To avoid counting of ambiguously aligned deletions, that can introduce noise in the measured structural signal, RF Count performs a deletion re-alignment step to detect and re-align/discard these ambiguously aligned deletions:

Ambiguous deletions

For more information, please refer to Smola et al., 2015 (PMID: 26426499).

Handling of mutations/indels

By giving a rapid look to the numerous parameters provided by RF Count, it appears immediately clear that different parameter combinations produce very different outcomes. Here follows a brief scheme aimed at illustrating the different behaviors of RF Count with different parameter combinations (dots correspond to sites of assigned mutations):

RF Count MaP handling

RC (RNA Count) format

RF Count produces a RC (RNA Count) file for each analyzed sample. RC files are proprietary binary files, that store transcript’s sequence, per-base RT-stop/mutation counts, per-base read coverage, and total number of mapped reads.

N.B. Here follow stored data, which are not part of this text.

PR #557, opened 2026-07-26
[Spec Decode] Document GLM-4.7-Flash native MTP and add its benchmark helper

samithaj:
## [Spec Decode] Document GLM-4.7-Flash native MTP and add its benchmark helper

Stacked on `mtp/glm4-native-runtime`, which is the PR that adds the runtime path this documents. Final PR of the split of #535.

### `docs/speculative_decoding.md`

- Adds a Native MTP (GLM) column to the method comparison table, plus a prefix-caching row, since the four methods no longer agree on it.
- New "GLM-4.7-Flash MTP (native head)" section: what the head is, where to get the hosted revision-pinned checkpoint, how to serve it, and how to confirm from the server log that it is actually active.
- The constraints the runtime enforces at startup, each with the reason: greedy-only with `num_speculative_tokens=1`, prefix caching must be off, an actual MTP head checkpoint is required (pointing `model` at the raw target repo fails loud), and no pipeline parallelism.
- A tie-aware parity note for this MLA target: greedy token identity is not bit-exact across batch shapes even with speculative decoding off, so a divergence is only evidence of a verify bug once it is judged against a no-SD calibration at the same batch shapes.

These files can be indexed for fast random access.
Each entry in a RC file is structured as follows:

Field Description Type
len_transcript_id Length of the transcript ID (plus 1, including NULL) uint32_t
transcript_id Transcript ID (NULL terminated) char[len_transcript_id]
len_seq Length of sequence uint32_t
seq 4-bit encoded sequence: 'ACGTN' -> [0,4] (High nybble first) uint8_t[(len_seq+1)/2]
counts Transcript's per base RT-stops (or mutations) uint32_t[len_seq]
coverage Transcript's per base coverage uint32_t[len_seq]
nt Transcript's mapped reads unint64_t

RC files EOF stores the number of total mapped reads, and is structured as follows:

Field Description Type
n Total experiment mapped reads uint64_t
version RC file version uint16_t
marker EOF marker (\x5b\x65\x6f\x66\x72\x63\x5d) char[7]

The current RC standard's version is 1.
RCI (RC Index) files enable random access to transcript data within RC files.
The RCI index is structured as follows:

Field Description Type
len_transcript_id Length of the transcript ID (plus 1, including NULL) uint32_t
transcript_id Transcript ID (NULL terminated) char[len_transcript_id]
offset Offset of transcript in the RC file uint64_t

Information

All values are forced to be in little-endian byte-order.